# Whole Home DVR Installation with Two Dish Setup



## gthorson (Sep 17, 2006)

When I moved into my existing house four years ago, the DirecTV installer was unable to accomplish the installation with a single dish due to aesthetic reasons. As a result, he installed two dishes. The first dish provides the signal to our most used HD DVR. The second dish provides the signal to our other three HD DVRs. 

My DirecTV Whole House Install is scheduled for Wednesday. Will we be able to get all four HD DVRs on the same network, or will the primary DVR be disconnected as it draws its signal from a different dish?


----------



## Kevin F (May 9, 2010)

You can do whole home DVR off of Ethernet if that's possible. Not quite sure if the installer will do that for you as it is not a standard installation.

Kevin


----------



## The Merg (Jun 24, 2007)

As a compromise, you can install a CCK on the lines from both dishes. This will allow each setup to see each other via your home network, but still would allow your main setup to use the DECA network for MRV. At a minimum, use DECA and a CCK on the main setup and run an Ethernet cable to the single DVR.

- Merg


----------



## carl6 (Nov 16, 2005)

What the installer will probably be willing to do is put the three HR's on a DECA network, and connect them to your LAN with a CCK. Once he has done that, simply connecting your other HR to your LAN with an ethernet cable will allow it to function in the process, as The Merg pointed out. That's probably the easiest way to accomplish what you want.


----------



## Diana C (Mar 30, 2007)

And if there is no Ethernet near the independant DVR, and assuming you have wi-fi, just get a wireless CCK and use it to connect to the LAN.


----------



## gthorson (Sep 17, 2006)

Sounds like great advice! I'll show it to the installer when s/he arrives. If anyone has any other suggestions to share before this afternoon, please feel free to fire away. Thanks for all of your help!


----------



## gthorson (Sep 17, 2006)

Thanks for all of your help! It turned out that the installer could go back to a single dish configuration using the old cable wiring. The reason the one dish setup wouldn't work when we moved in four years ago was because I needed two lines each for my DVRs. Now with the new technology, we essentially eliminated the need for the two dish configuration because each DVR only needs one line now, and the whole house installation is complete. Even the Nomad works. I'm now enjoying my HR 34 and three HD DVRs with a total of 2.5 TB of recording capacity and 11 tuners.


----------



## carl6 (Nov 16, 2005)

Hey, that's great news. Glad the installer was on top of things and got you sorted out that way.


----------



## dsexton (May 2, 2007)

I have the same situation. Big house, DTV was first installed when it took 2 lines for a dual tuner DVR, house only had one. Installer had to use 2 dishes. Upgraded recently by adding HR34. I'm still using all 3 DVRs plus H25 in two additional rooms. Both dishes are running DECA and everything communicates. I am wired throughout the house for ethernet, but I have no DVR connected directly to ethernet. Everything goes to DECA. The installer told me it would not work and had to admit his surprise when he hooked up the second one and everything was recognized.


----------



## gthorson (Sep 17, 2006)

My ethernet connection was made directly to an HR21. It then supplied internet connectivity to the rest of the system. Unfortunately, I'm having the same problem as many others on this forum in that the HR 34 keeps dropping out of the whole-house network system. That will give me something to do this weekend.


----------



## veryoldschool (Dec 10, 2006)

gthorson said:


> My ethernet connection was made directly to an HR21. It then supplied internet connectivity to the rest of the system. Unfortunately, I'm having the same problem as many others on this forum in that the HR 34 keeps dropping out of the whole-house network system. That will give me something to do this weekend.
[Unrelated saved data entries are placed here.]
PR #3911, opened 2024-11-23
[DRB] - Start the DRB calculation two epochs in advance

### LINKED ISSUE #3857: [DRB] - Start the DRB calculation two epochs in advance

shenkeyao:
Closes #3857.

### This PR: 
* Calls the DRB function in the vote task to start the computation for two views in advance.
* Updates the vote task type to include spawned DRB computation tasks.
* Moves and updates the DRB implementation file.

### This PR does not: 
* Handles the use of the DRB result, which will be done in the upcoming PRs.

### Key places to review: 
* All files, but the main changes are in `handlers.rs`.


crates/hotshot/src/tasks/task_state.rs
```diff
@@ -233,6 +233,7 @@ impl<TYPES: NodeType, I: NodeImplementation<TYPES>, V: Versions> CreateTaskState
             network: Arc::clone(&handle.hotshot.network),
             quorum_membership: handle.hotshot.memberships.quorum_membership.clone().into(),
             da_membership: handle.hotshot.memberships.da_membership.clone().into(),
+            drb_computations: BTreeMap::new(),
```
ss-es, line 236: do we need a `BTreeMap` here? I think we only want to run one of these calculations at a time

we can e.g. store the seeds and results in a map and trigger the start of the calculation at `block_height % epoch_height = 1` or something

crates/task-impls/src/quorum_vote/handlers.rs
```diff
@@ -54,6 +58,77 @@ pub(crate) async fn handle_quorum_proposal_validated<
...
+    // * Epoch 1 and 2: Use `[0u8; 32]` as the DRB result since when we first start the computation
+    // in epoch 1, the result is for epoch 3.
+    //
+    // We don't need to handle the special cases explicitly here, because the first proposal with
+    // which we'll start the DRB computation is for epoch 3.
+    if version >= V::Epochs::VERSION {
+        let qc_block_number = proposal.block_header.block_number() - 1;
+
+        // Skip if this is not the expected block.
+        if qc_block_number + 3 == task_state.epoch_height {
```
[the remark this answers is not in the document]
shenkeyao: Somehow I thought `qc_block_number` was the index _in_ the epoch. Good catch!

crates/task-impls/src/quorum_vote/handlers.rs
```diff
@@ -54,6 +58,77 @@ pub(crate) async fn handle_quorum_proposal_validated<
...
+    //
+    // Special cases:
+    // * Epoch 0: No DRB computation since we'll transition to epoch 1 immediately.
+    // * Epoch 1 and 2: Use `[0u8; 32]` as the DRB result since when we first start the computation
+    // in epoch 1, the result is for epoch 3.
+    //
+    // We don't need to handle the special cases explicitly here, because the first proposal with
+    // which we'll start the DRB computation is for epoch 3.
+    if version >= V::Epochs::VERSION {
+        let qc_block_number = proposal.block_header.block_number() - 1;
```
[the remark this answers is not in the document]
shenkeyao: Started a Zulip discussion to follow up on this: https://espresso.zulipchat.com/#narrow/channel/462904-eng-proof-of-stake/topic/epoch.2FPoS.20ugprade/near/484361911.

crates/hotshot/src/tasks/task_state.rs
shenkeyao: > `block_height % epoch_height = 1`

Assuming this is `(qc_block_number + 3) % task_state.epoch_height == 0` instead?

Makes sense not to use `BTreeMap`. I'm going to add a `DrbTasks` struct for this, containing the previous DRB result and the in-progress DRB calculation task, since we may need both of them in each epoch. Hopefully, it's not an overkill!

shenkeyao: On second thought, `BTreeMap` might be more suitable here than a `HashMap` or the new struct I proposed above. We may have at most three things to store here, two DRB results and one in-progress task. I think `BTreeMap` makes garbage collection easier because the three epochs may not be consecutive due to the membership.

Lmk if this doesn't make sense or there's a better design though!

shenkeyao: Fixed. The update also contains some minor changes to replace those `[0; 32]` and `[0; 96]` values with consts.

crates/task-impls/src/quorum_vote/handlers.rs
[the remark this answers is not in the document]
shenkeyao: Fixed. The update also contains some minor changes to replace those `[0; 32]` and `[0; 96]` values with consts.

crates/task-impls/src/quorum_vote/handlers.rs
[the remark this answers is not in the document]
shenkeyao: As discussed on Zulip, moved this part to the end of the function and used the decided QC for calculation.

ss-es (approved):
I think this looks good, but I'll write some thought

crates/hotshot/src/tasks/task_state.rs
shenkeyao: As discussed on Zulip, I'll update the maps in a separate PR. Issue: https://github.com/EspressoSystems/HotShot/issues/3933.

 Is the HR21 also connected through DECA?
Using the HR21 as a bridge for internet to DECA isn't a good idea.
Using the HR34 is.


----------



## gthorson (Sep 17, 2006)

Yes, the HR 21 is also connected through DECA.


----------



## veryoldschool (Dec 10, 2006)

gthorson said:


> Yes, the HR 21 is also connected through DECA.


So it sounds like you're using both ethernet ports on the HR21, which is a bad idea.


----------